通过发布文献求助，成功后即可免费获取论文全文。去求助

来源期刊

Swarm and Evolutionary Computation COMPUTER SCIENCE, ARTIFICIAL INTELLIGENCEC-COMPUTER SCIENCE, THEORY & METHODS

CiteScore

16.00

自引率

12.00%

发文量

169

期刊介绍： Swarm and Evolutionary Computation is a pioneering peer-reviewed journal focused on the latest research and advancements in nature-inspired intelligent computation using swarm and evolutionary algorithms. It covers theoretical, experimental, and practical aspects of these paradigms and their hybrids, promoting interdisciplinary research.

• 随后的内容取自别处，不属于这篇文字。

PR #9988, opened 2023-03-25
Pass GPU page table by reference inside TextureCache::ForEachImageInRegionGPU

rschlaikjer:
Investigating issues with game playback for Tsukihime -A Piece of Blue Glass Moon- (01001DC01486A000), a `perf` trace seemed to indicate that a significant chunk of time during stutters was being eaten up by hash table node instantiation inside the texture cache:

2023-03-23-232530_2610x800_scrot

On further digging, the issue appears to be a simple missing reference when capturing the gpu page table for a mapper lambda fed into ForEachGPUPage, causing the entire table to be duplicated a few hundred/thousand times per second in certain scenes. Converting the capture to a reference basically eliminates stuttering from this game, and may have an impact on others.

### DIFF
--- a/src/video_core/texture_cache/texture_cache.h
+++ b/src/video_core/texture_cache/texture_cache.h
@@ -1616,37 +1616,38 @@ void TextureCache<P>::ForEachImageInRegionGPU(size_t as_id, GPUVAddr gpu_addr, s
         return;
     }
     auto& gpu_page_table = gpu_page_table_storage[*storage_id];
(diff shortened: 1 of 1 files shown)


Kelebek1:
Good catch. I think we have a few problems like this around, I've seen we pass some vectors by copy as well for instance.

Kelebek1 (approved):

goldenx86:

rschlaikjer:
Yep, feel free, thanks.

PR #9990, opened 2023-03-25
Revert #9983

Morph1984:
vcpkg is annoying.


Morph1984:
Closing this in favor of #9989. We are pinning to boost 1.79 for the time being until the regression (whether it is our's or boost's fault) can be isolated.

PR #11070, opened 2023-07-11
android: Visualize disabled home options

t895:
Allow for displaying options in the home options that are disabled with messages that explain why they are disabled.

This includes reasoning for the GPU driver installation button.


FearlessTobi (approved):
Code looks fine, I can't comment on the wording

bunnei (approved):

Issue #10987, opened 2023-07-01
Master Detective Archives: Rain Code Crashing at specific moment


callmegabriell:
### Is there an existing issue for this?

- [X] I have searched the existing issues

### Affected Build(s)

Early Acess 3731

### Description of Issue

the game, even while pressing ctrl + u (unlock fps) seems to be locked at 30FPS, and, after the first enemy is defeated in the deduction part, the game crashes

https://github.com/yuzu-emu/yuzu/assets/126564414/84229f14-f6bd-4a6b-bf84-614761e4dfdc

### Expected Behavior

to not crash

### Reproduction Steps

play the game normally until the first enemy

### Log File

[yuzu_log.txt](https://github.com/yuzu-emu/yuzu/files/11927224/yuzu_log.txt)

### System Configuration

CPU: I5-4590
GPU/Driver: RX 460 4GB
RAM: 8GB
OS: Windows 11

callmegabriell:
[01004800197F0000.zip](https://github.com/yuzu-emu/yuzu/files/11927235/01004800197F0000.zip)
here's the save file

LOuroboros:
I can confirm that this same crash is happening to me too.

Likely GPU related, given the presence of that pesky "Vulkan Device Loss" error, I pressume? It's just like it happened to me in Pokémon Legends Arceus and Persona 5 Royal *(see #9591 and #10600)*.

Here's my logs, in case they can be useful at all.
[yuzu_log_without_barrierFeedbackLoops.txt](https://github.com/yuzu-emu/yuzu/files/11931240/yuzu_log_without_barrierFeedbackLoops.txt)
[yuzu_log_with_barrierFeedbackLoops.txt](https://github.com/yuzu-emu/yuzu/files/11931241/yuzu_log_with_barrierFeedbackLoops.txt)

![yuzu_20230702_164059672](https://github.com/yuzu-emu/yuzu/assets/4485172/6f4c40bd-78a1-433e-80fd-33c61fb036de)

spidercraft:
i do not know if that can help but for some reason switching to open GL ( nvidia only shaders ), makes the game have a huge lag spike when this happen but manage to go trough the crash

spidercraft:
i do not know if that can help but for some reason switching to open GL ( nvidia only shaders ), makes the game have a huge lag spike when this happen but manage to go trough the crash

[...]

PR #11098, opened 2023-07-15
buffer_cache: Increase number of texture buffers

GPUCode:
Should fix crashes when defeating the first boss in Master Detective Archives: Rain Code (#10987)
The game configures a compute pipeline with 18 texture buffers which overflows compute_texture_buffers and causes garbage data to be written in compute_uniform_buffer_sizes.

According to the vulkan spec the limit for texture buffers is `maxPerStageDescriptorSampledImages`. Looking at the switch vulkan driver in [vulkaninfo](https://vulkan.gpuinfo.org/displayreport.php?id=15757#properties) the limit appears much higher than the current 16, so I am not exactly sure on what the correct value is. Bumped it to 32 to match the number of bits in `enabled_compute_texture_buffers` in the buffer cache.

### DIFF
--- a/src/video_core/buffer_cache/buffer_cache.h
+++ b/src/video_core/buffer_cache/buffer_cache.h
@@ -442,6 +442,11 @@ void BufferCache<P>::UnbindComputeStorageBuffers() {
 template <class P>
 void BufferCache<P>::BindComputeStorageBuffer(size_t ssbo_index, u32 cbuf_index, u32 cbuf_offset,
                                               bool is_written) {
+    if (ssbo_index >= channel_state->compute_storage_buffers.size()) [[unlikely]] {
+        LOG_ERROR(HW_GPU, "Storage buffer index {} exceeds maximum storage buffer count",
+                  ssbo_index);
+        return;
+    }
     channel_state->enabled_compute_storage_buffers |= 1U << ssbo_index;
     channel_state->written_compute_storage_buffers |= (is_written ? 1U : 0U) << ssbo_index;
 
@@ -464,6 +469,11 @@ void BufferCache<P>::UnbindComputeTextureBuffers() {
 template <class P>
 void BufferCache<P>::BindComputeTextureBuffer(size_t tbo_index, GPUVAddr gpu_addr, u32 size,
                                               PixelFormat format, bool is_written, bool is_image) {
+    if (tbo_index >= channel_state->compute_texture_buffers.size()) [[unlikely]] {
+        LOG_ERROR(HW_GPU, "Texture buffer index {} exceeds maximum texture buffer count",
+                  tbo_index);
+        return;
+    }
     channel_state->enabled_compute_texture_buffers |= 1U << tbo_index;
     channel_state->written_compute_texture_buffers |= (is_written ? 1U : 0U) << tbo_index;
     if constexpr (SEPARATE_IMAGE_BUFFERS_BINDINGS) {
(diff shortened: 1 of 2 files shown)


Kelebek1:
Seems like a lot of mobile devices only support 16. Everything from Huawei, Samsung, Mali and some Intel stuff, dunno if any of those are relevant, but I think 16 was set to be conservative? Aren't there total limits, maximums that can be set for all stages, in addition to per stage?

GPUCode:
NUM_TEXTURE_BUFFERS is per stage here I believe. The vulkan driver curiously reports the same number (1048576) for both per stage and total limit, but that's still far higher than 32. As far as mobile devices go, I think its better to respect those limits in the specific backends. Bumping it to 32 won't cause any more buffers to bound than before.

zeff9801:
Vulkan does not specify a minimum value for maxPerStageDescriptorSampledImages,
To determine the correct value you can use the Vulkan API to query the properties of the device. The VkPhysicalDeviceProperties structure includes a field called limits which contains information about various limits, including maxPerStageDescriptorSampledImages. You can use the vkGetPhysicalDeviceProperties function to retrieve these properties

turbervillejoseph (approved):

andreact00:
so how do resolve the problem? Someone please help me,i want to continue the game but it crashes everytime on that point

Kohega:
Confirming it does fix the crash after the battle
https://github.com/yuzu-emu/yuzu/assets/45211407/82aa8500-fad4-4e5b-b8cd-f9e16c76e8a0

image

mr-sihc:
what about this is an "early acces feature" (early acces was just said to have experimental features)

this is a game crashing bug

qweri0p:
@mr-sihc 

Early Access is a way for PR's to be tested before being accepted into mainline yuzu. You can get the Early Access builds by becoming a patron at yuzu's patreon.

While yes, this is a game breaking bug, just because you cannot play your game doesn't mean that untested fixes should be released in mainline. If you wish to play the game without becoming a patron, you should clone the origin and build yuzu yourself. The steps to that are in the readme.

mr-sihc:
> @mr-sihc
> 
> Early Access is a way for PR's to be tested before being accepted into mainline yuzu. You can get the Early Access builds by becoming a patron at yuzu's patreon.
> 
> While yes, this is a game breaking bug, just because you cannot play your game doesn't mean that untested fixes should be released in mainline. If you wish to play the game without becoming a patron, you should clone the origin and build yuzu yourself. The steps to that are in the readme.

i dont play the game, but a bug fix thats in the GIT version could be tested by a lot more people and achieve the same thing, its just a for people to also play thier games without paying

i appreciete the tutorial tho

v1993:
@mr-sihc

You seem to be confused about git version. It's actually the *least* feature-complete one and is intended to be used for development, not by end users. You can add changes on top of it, either manually or automatically; the latter is what gives us

* Mainline build = git + `mainline-merge` PRs
* Early Access build =  git + `mainline-merge` PRs + `early-access-merge` PRs

Since all PRs are publicly available one is free to make their own (unsupported!) build that includes some of them, which is what @qweri0p suggested. As you can see, suggestion to have something in git but not mainline makes no sense...

As for why use `early-access-merge` instead of `mainline-merge` - this is the kind of a change that might cause serious regressions on some setups, so initial testing is limited to those explicitly willing to do it. It's pretty common to later re-tag fixes with potential regressions as `mainline-merge` before they get accepted into repository to ensure further testing against regressions.

mr-sihc:
thanks for clearing me up on this, this is just how i am used to people managing their projects, they have an experimental git for testing, which people can use for the latest untested fixes, and sometimes tag a stable version or have a seperate stable repo and merge things when it was tested enough, so you "git" repo in this is the early access version if i am correct

liamwhite (approved):

PR #11102, opened 2023-07-16
android: fix links to re-dumping guides

v1993:
Looks like names of those sections changed on yuzu website in the meantime.

Also - I'm not completely sure, but it looks like translated versions have unnecessary backslashes?


v1993:
Removed modifications to per-language files to avoid conflicts with transifex per suggestion on discord.

FearlessTobi (approved):

PR #11144, opened 2023-07-24
Enable controller interaction in Controller Applet

flodavid:
Allows to add controllers and validate current configuration when the Controller Applet is opened.

Add a controller if possible (less than maximum) by using "Right" and remove by using "Left" (more than minimum).
Use "A" to validate and "B" to cancel. If less controllers than minimum are selected and the user tries to validate, an error message is shown. It disappears when the number of controllers is increaed.

### DIFF
--- a/dist/qt_themes/default/style.qss
+++ b/dist/qt_themes/default/style.qss
@@ -115,6 +115,10 @@ QWidget#connectedControllers {
     background: transparent;
 }
 
+QWidget#closeButtons {
+    background: transparent;
+}
+
 QWidget#playersSupported,
 QWidget#controllersSupported,
 QWidget#controllerSupported1,
--- a/dist/qt_themes/qdarkstyle/style.qss
+++ b/dist/qt_themes/qdarkstyle/style.qss
@@ -1380,6 +1380,10 @@ QWidget#connectedControllers {
     background: transparent;
 }
 
+QWidget#closeButtons {
+    background: transparent;
+}
+
 QWidget#playersSupported,
 QWidget#controllersSupported,
 QWidget#controllerSupported1,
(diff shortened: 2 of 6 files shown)


flodavid:
Here is the error message by the way. I only tested it on Windows with Snipperclips, that allows from 1 to 4 players and does not keeps controllers connected when the applet opens
image

flodavid:
```
Downloading https://www.nasm.us/pub/nasm/releasebuilds/2.16.01/win64/nasm-2.16.01-win64.zip
warning: Download failed -- retrying after 1000ms
```
I do not think I can do anything to fix this

german77:
Is not your fault. Nasm has network problems

german77:
Finally got some time to test. I was able to quickly configure the applet with the controller. However on MK8 my inputs weren't recognized anymore even when the controller itself was configured correctly. 

This might happen because the controller stay in configuration mode. Make sure DisableConfiguration or DisableAllControllerConfiguration is called when the applet exits

flodavid:
Thank you for taking the time to test. The call is already made in qt_controller.cpp: 
```cpp
QtControllerSelectorDialog::~QtControllerSelectorDialog() {
    controller_navigation->UnloadController();
    system.HIDCore().DisableAllControllerConfiguration();
}
```
I thought I reproduced the bug, but in fact the thing I did was :
- Open the Player selection screen and leave all cursors on Mario
- Select Mario for player 1 (by accidently pushing "A")
- Open the Controller Applet with "+"

And then the first controller did not seem to be recognized anymore. But by pushing "B" to unselect Mario, I could move the cursor again.
Can you check it is not what you did too ?

flodavid:
> Finally got some time to test. I was able to quickly configure the applet with the controller. However on MK8 my inputs weren't recognized anymore even when the controller itself was configured correctly.

Could you test again @german77 ?

german77 (approved):

PR #11159, opened 2023-07-25
Enable to use controller to close a game

flodavid:
- Add General setting to choose if a confirm dialog is shown when stopping
- Show the right confirm dialog if wanted
  - Reuse dialog window that ask to close the game
  - Create generic method to ask close confirmation
- Add "L + Plus + Minus" default shortcut to Stop emulation
- Add "R + Plus + Minus" default shortcut to Restart emulation
- Create generic question dialog based on TAS dialog
  - It allows controller interaction on most dialogs


flodavid:
Small fix. The return value of "question()" was always true

src/yuzu/configuration/config.cpp
```diff
@@ -112,7 +112,8 @@ const std::map<Settings::ShaderBackend, QString> Config::shader_backend_texts_ma
 // This must be in alphabetical order according to action name as it must have the same order as
 // UISetting::values.shortcuts, which is alphabetically ordered.
 // clang-format off
-const std::array<UISettings::Shortcut, 22> Config::default_hotkeys{{
+const std::array<UISettings::Shortcut, 23> Config::default_hotkeys{{
+    {QStringLiteral(QT_TRANSLATE_NOOP("Hotkeys", "Ask to Stop Emulation")),    QStringLiteral(QT_TRANSLATE_NOOP("Hotkeys", "Main Window")), {QStringLiteral("Ctrl+E"),  QStringLiteral("Plus+Minus"), Qt::WindowShortcut, false}},
```
FearlessTobi, line 116: A "Stop Emulation" Hotkey already exists.

FearlessTobi (dismissed):
I am not sure I understand what this is supposed to achieve.
Users can already bind a controller shortcut to stop their game.

src/yuzu/configuration/config.cpp
flodavid: This one asks before closing the game. It would a bit dangerous to the close the game with a controller shortcut without a warning.

FearlessTobi: I agree with v1993 here.

flodavid: I think it is the changes you wanted. I am not sure how to handle saving the settings though I tried to guess.

Here is the setting in the General tab 
image

v1993: Yep, that's what I had in mind, although I'm not sure if "always" should be the default.

Additionally, you want to show a different string to user if you're querying not because game requested exit, but because you've selected to always confirm it.

flodavid: I decided on "Always" by default because, for example in Breath of the Wild, the game does not seem to prevent closing (maybe in cutscenes or something, I did not check). So if you get a new weapon or anything and inadvertently use the shortcut to close the game, you lose your progession since the last save.

flodavid:
I decided on "Always" by default because, for example in Breath of the Wild, the game does not seem to prevent closing (maybe in cutscenes or something, I did not check). So if you get a new weapon or anything and inadvertently use the shortcut to close the game, you lose your progession since the last save.

v1993:
It *might* make sense to have an option "if triggered from controller or requested by game", although I'd like to hear others' opinions on this. I'd prefer to avoid asking by default in cases where it previously did not, but it's not critical either IMO.

flodavid:
In my opinion, the problem was the same when there was no controller shortcut. Loosing your last few minutes of gameplay by hitting F5 by mistake can be annoying

flodavid:
On the contrary, Kirby and the Forgotten Land seems to always request not to exit

flodavid:
Rebased on master and use new setting method

flodavid:
I noticed that when a simple dialog is opened, the controller stills controls the game. For applets (like Controller Applet), it is not the case. Is this a desired behavior ?

flodavid:
Screens of new elements 
image
image
image

FearlessTobi:
Please fix clang-format. Also, unrelated changes should go into their own PRs.

flodavid:
> Please fix clang-format. Also, unrelated changes should go into their own PRs.

Should be good now, sorry. I removed the ci format commit too.

flodavid:
Rebased on master to resolve conflict

german77:
Tested the PR, works well. However the default hotkey for close game is plus+minus this has a slight chance it can be used on games. Home menu is a safe button because that will never be used in a game.

liamwhite:
how about Home-+, since I occasionally confuse capture and home on my pro controller?

flodavid:
All shortcuts using Home are already used. It would surprise me if a game uses Plus+Minus. And it avoids conflicts with Steam that uses Home for Big Picture and Windows for Game Bar (likely to be on a gaming hardware running Yuzu)

german77:
Can we make it at least a 3 key combination? Like L+Plus+Minus that should be very unlikely to trigger by accident.

flodavid:
I did the change, and took advantage of it to add a shortcut to restart the game. While looking at it, I saw that OnRestartGame calls ShutdownGame(), not OnShutdownBeginDialog(), so the "Closing software" page is not shown and the game is restarted immediatly. Is it the desired behavior ?
Moreover, should we stop the play_time_manager before restarting or is it unnecessary ?

flodavid:
rebased on master and resolve conflict in main.cpp

german77:
Please fix clang format issues.

german77 (approved):

Squall-Leonhart:
This change inadvertently caused the confirmation to be raised twice when stopping via the menu. Once when initially clicking stop and again once the games list starts to populate, it also lacks safety checks to ensure Shutdown doesn't run twice (in the case of spamming the stop hotkey this could occur) and trigger a race condition that corrupts the state.

PR #11163, opened 2023-07-26
Revert "Blacklist EDS3 blending from new AMD drivers"

Moonlacer:
AMD has fixed this issue with public driver 23.7.2, so the blacklist is no longer needed

### DIFF
--- a/src/video_core/vulkan_common/vulkan_device.cpp
+++ b/src/video_core/vulkan_common/vulkan_device.cpp
@@ -554,14 +554,6 @@ Device::Device(VkInstance instance_, vk::PhysicalDevice physical_, VkSurfaceKHR 
     }
 
     sets_per_pool = 64;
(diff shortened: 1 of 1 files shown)


goldenx86:
And for those that don't update their drivers:

image

FearlessTobi:
Shouldn't we just change the check to not apply for newer drivers anymore?

Moonlacer:
> Shouldn't we just change the check to not apply for newer drivers anymore?

I feel like that would be a bad idea, as we don't want to support a potentially broken driver. All we're going to say if update to the latest version if something goes wrong, anways

goldenx86:
@FearlessTobi it would skip the current one. AMD didn't update the version number.

Moonlacer:
That too, Golden's complaining about it to AMD

goldenx86 (approved):
LGTM

PR #11165, opened 2023-07-27
vulkan_device: Return true if either depth/stencil format supports blit

Morph1984:
On devices that don't support D24S8 but supports D32S8, this should still return true if D32S8 supports src and dst blit


FearlessTobi:
What is the status of this?

liamwhite (approved):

The journal prioritizes the publication of high-quality, original articles that push the boundaries of evolutionary computation and swarm intelligence. Additionally, it welcomes survey papers on current topics and novel applications. Topics of interest include but are not limited to: Genetic Algorithms, and Genetic Programming, Evolution Strategies, and Evolutionary Programming, Differential Evolution, Artificial Immune Systems, Particle Swarms, Ant Colony, Bacterial Foraging, Artificial Bees, Fireflies Algorithm, Harmony Search, Artificial Life, Digital Organisms, Estimation of Distribution Algorithms, Stochastic Diffusion Search, Quantum Computing, Nano Computing, Membrane Computing, Human-centric Computing, Hybridization of Algorithms, Memetic Computing, Autonomic Computing, Self-organizing systems, Combinatorial, Discrete, Binary, Constrained, Multi-objective, Multi-modal, Dynamic, and Large-scale Optimization.